I still believe that we can read the original sentence in the latter way -
with "entitled" a verb used passively. I remain unsure as to whether we can
read it the other way - with "entitled" as adjective.

------
beloch
Academic abstracts are very similar but evolved to serve a slightly different
purpose. Papers take time to read and there are a lot of them coming out all
the time, so researchers need to know if a paper has something they're
interested in it before investing the time to read it. I've grown accustomed
to this consideration from people who want my eyeballs to read their words. If
you send me messages, etc. similar to what this article uses as "before BLUF"
examples, it's very likely going to piss me off.

There are a decent number of long-form articles posted on Hacker News that
don't follow this standard and don't have a last paragraph (or two, or
three...) that's any more helpful. They typically have an intriguing click-
bait title that fails to fully parse and I wind up clicking on them just to
figure out what they're about. I read three or four paragraphs in and it
becomes clear the article is going to do a painfully slow reveal of it's
point, if it even has one. So, I scroll _alllll_ the way down to the bottom,
noting that it will take a good twenty minutes to read that far, and find the
last few paragraphs to be utterly unhelpful ramblings rather than a summary or
conclusion. Giving up, I read the comments here and it is frequently the case
that a lot of people are just commenting on the title without having figured
out what heck the article is about either.

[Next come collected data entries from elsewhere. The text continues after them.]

PR #722, opened 2025-07-15
ENH: update HISTORY.rst

FaustinPulveric:


HISTORY.rst
```diff
@@ -5,6 +5,8 @@ History
 1.0.1 (2025-05-22)
 ------------------
 
+* Fix double inference when using `predict_set` function in split conformal classification
```
Valentin-Laurent, line 8: Should be above the current version (you can have a look at past versions of this file for an example)

PR #729, opened 2025-07-23
MTN: update HISTORY.rst

FaustinPulveric:


HISTORY.rst
```diff
@@ -7,6 +7,7 @@ History
 
 * Fix double inference when using `predict_set` function in split conformal classification
 * Add FAQ entry in the documentation about ongoing works to extend MAPIE for LLM control
+* Lift restrictions on Python versions 3.12 and 3.13
```
Valentin-Laurent, line 10: Thanks for the PR. Let's make it crystal clear for users: something like "MAPIE now supports Python versions up to the latest (currently 3.13)", or something like that

Valentin-Laurent (approved):

PR #734, opened 2025-07-29
FIX: prefit=True by default in split methods docstrings

FaustinPulveric:
There was an inconsistency in the default value of the ``prefit`` parameter in split methods (regression and classification) between the implementations and the docstrings.
The ``prefit`` parameter is now set to ``True`` by default in both.


Valentin-Laurent (changes requested):
LGTM, let's just add en entry in HISTORY.rst

PR #745, opened 2025-08-21
Fix warnings when running tests

FaustinPulveric:


mapie/aggregation_functions.py
```diff
@@ -112,8 +112,12 @@ def aggregate_all(agg_function: Optional[str], X: NDArray) -> NDArray:
     array([14.5, 14.5])
 
     """
-    if agg_function == "median":
-        return np.nanmedian(X, axis=1)
-    elif agg_function == "mean":
-        return np.nanmean(X, axis=1)
+    row_nan_mask = np.isnan(X).all(axis=1)
```
Valentin-Laurent, line 115: If I understand correctly, the warning happens when the entire axis is NaN is that right?

mapie/utils.py
```diff
@@ -635,7 +635,7 @@ def _check_alpha_and_n_samples(
     else:
         alphas_ = alphas
     for alpha in alphas_:
-        if n < np.max([1/alpha, 1/(1-alpha)]):
+        if alpha == 0 or alpha == 1 or n < np.max([1/alpha, 1/(1-alpha)]):
```
Valentin-Laurent, line 638: To me that change is not trivial:

- Maybe checking for alpha == 1 or 0 is done (or should be done) earlier in the code
- If we decide to check this, we need to update the docstring and the error message as well

PR #761, opened 2025-09-24
MTN: improve risk control tests

allglc:


Valentin-Laurent (commented):
Looks pretty good! Review for the commit "add dummy constants". Haven't checked the following ones yet.
To push the constant thing further, we could have created a `dummy_risk`, but that's probably a bit overkill.

Valentin-Laurent (approved):

PR #763, opened 2025-10-01
DOC : Correct some docstrings and Improve Quickstart for risk control binary classification

hmaissoro:


examples/risk_control/1-quickstart/plot_risk_control_binary_classification.py
```diff
@@ -21,17 +21,71 @@
...
+)
+
+plt.suptitle("Visualization of Train, Calibration, and Test Sets", fontsize=22)
+plt.tight_layout(rect=[0, 0.05, 1, 0.95])
+plt.show()
+
+##############################################################################
+# Second, fit a KNeighborsClassifier on the training data.
+
+# Fit KNeighborsClassifier on training data
```
Valentin-Laurent, line 87: Duplicate comment in regard to the markdown cell above

Valentin-Laurent (changes requested):
Good work!
A comment here and another below: if you take a look at the diff, your VSCode formatter has changed some irrelevant lines. Ideally, we commit only relevant changes, and not formatting. But let's move on and forget about it for now :)

examples/risk_control/1-quickstart/plot_risk_control_binary_classification.py
hmaissoro: Got it, thank your for your comments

I find this absolutely infuriating.

I apologize for venting.

------
derekp7
This is a sore spot for me, someone sending an IM with a quick "Got a
minute?", which pulls me out of my thought zone. And once I answer back, I
have no idea how long it is going to take for them to tell me what their issue
is (could be 30 seconds, or a couple minutes -- I've often waited for 10
minutes, then got up to go for a meeting, and they get upset when I don't
answer).

I'd much rather them just tell me what problem they are having up front, so I
cat least give them an answer and get back to work.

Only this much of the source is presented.